Keeping Up With Data #73
5 minutes for 5 hours’ worth of reading
We see a lot of solidarity around the World in the last couple of days. It’s great to see people helping each other without any personal benefits. In the data world, we too see a lot of initiatives where one can feel the power of community. Hugging Face is one of them. Looking for a pre-trained model? Or a data set to train your own model? Hugging Face is a place to visit.
Three articles from three industry experts. Enjoy!
- MLOps Is a Mess But That’s to be Expected: MLOps is still a very nascent field — plenty of tools, practices, and standards. These will mature slowly. Similarly to DevOps a decade ago, MLOps too is not just about new tools but requires a mindset shift. And that’s never easy and always takes a long time. So what is in the future for MLOps? According to Mihail, we’ll se a lot of investment going into monitoring of ML systems, real-time ML, or better data management. But the key will lie in adopting a machine learning mindset about products and teams — continually experimenting, continually learning. (Mihail Eric)

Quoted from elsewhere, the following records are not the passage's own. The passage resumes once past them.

PR #498, opened 2023-10-19
mux: filter for invalid root path pattern

HRogge:
Mux router has trouble with root path matching because of the different semantics of empty path and "/" path. Add the already existing filter into all relevant router functions and add extend test cases to check all combinations.

### DIFF
--- a/mux/router_test.go
+++ b/mux/router_test.go
@@ -5,6 +5,9 @@ import (
 
 	"github.com/plgd-dev/go-coap/v3/mux"
 	"github.com/stretchr/testify/require"
+
+	// TODO: replace with standard maps package as soon as Go dependency hits 1.20
+	"golang.org/x/exp/maps"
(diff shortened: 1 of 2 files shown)


mux/router_test.go
```diff
@@ -5,6 +5,9 @@ import (
 
 	"github.com/plgd-dev/go-coap/v3/mux"
 	"github.com/stretchr/testify/require"
+
+	// TODO: replace with standard maps package as soon as Go dependency hits 1.20
+	"golang.org/x/exp/maps"
```
jkralik, line 10: Please remove the empty line, reorder the imports if needed, and add a comment on the same line as the import to satisfy the linter.

jkralik (approved):
Just fix the import :)

jkralik:
Thx for contribution :).

PR #499, opened 2023-10-25
fix: ensure content type strings match IANA registry

### LINKED ISSUE #492: Media type strings do not match IANA registry
Similar to #484, many of the [media types](https://github.com/plgd-dev/go-coap/blob/24bc8fe40ed44e700eaec7bd8969cfc0f102a96f/message/option.go#L193) do not match their representation in the [IANA registry](https://www.iana.org/assignments/core-parameters/core-parameters.xhtml#content-formats), which can make it difficult to handle them generically. Most of the offenders are due to the inclusion of the RFC suffix.

hasheddan:
Updates string representation of content-types to match the definitions in the IANA registry.

https://www.iana.org/assignments/core-parameters/core-parameters.xhtml#content-formats

Fixes #492


jkralik (approved):
Thx for the fix :+1:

- Data Science Project Quick-Start: Data science is both an art and a science. Eugene’s advices allow us to save our creativity for finding a solution and not wasting it on structuring the process. Understanding the problem and its context is key. What is equally important, and often gets skipped, is formulating the requirements, constrains, and metrics. Digging into data early can save us a lot of troubles later. And standardised and automated experiment pipeline will protect our mental health during the last days (nights?) of a project, when everything is getting under scrutiny. (Eugene Yan)
- A different way to “bundle” Data Platforms: There is an ever-growing number of tools and even categories of tools in the modern data stack. Will it ever change? Will we see a consolidation soon? Petr offers and alternative approach to simplifying the management of the data stack tools focusing on workflows spanning across categories — like provisioning, observability, logging, access management. Because, as Petr puts it: “if the key workflows that need to span across various parts of the stack are integrated for a cohesive end-user experience, the number of tools and layers would be less of a problem.” Could adding more tools be a way to bundling data platform? (Petr Janda)
Winter is almost over and it brings an extra complexity for the weekend plans. It’s not an obvious skiing or cycling/hiking scenario as in December or July. But that’s a nice problem to have. Isn’t it?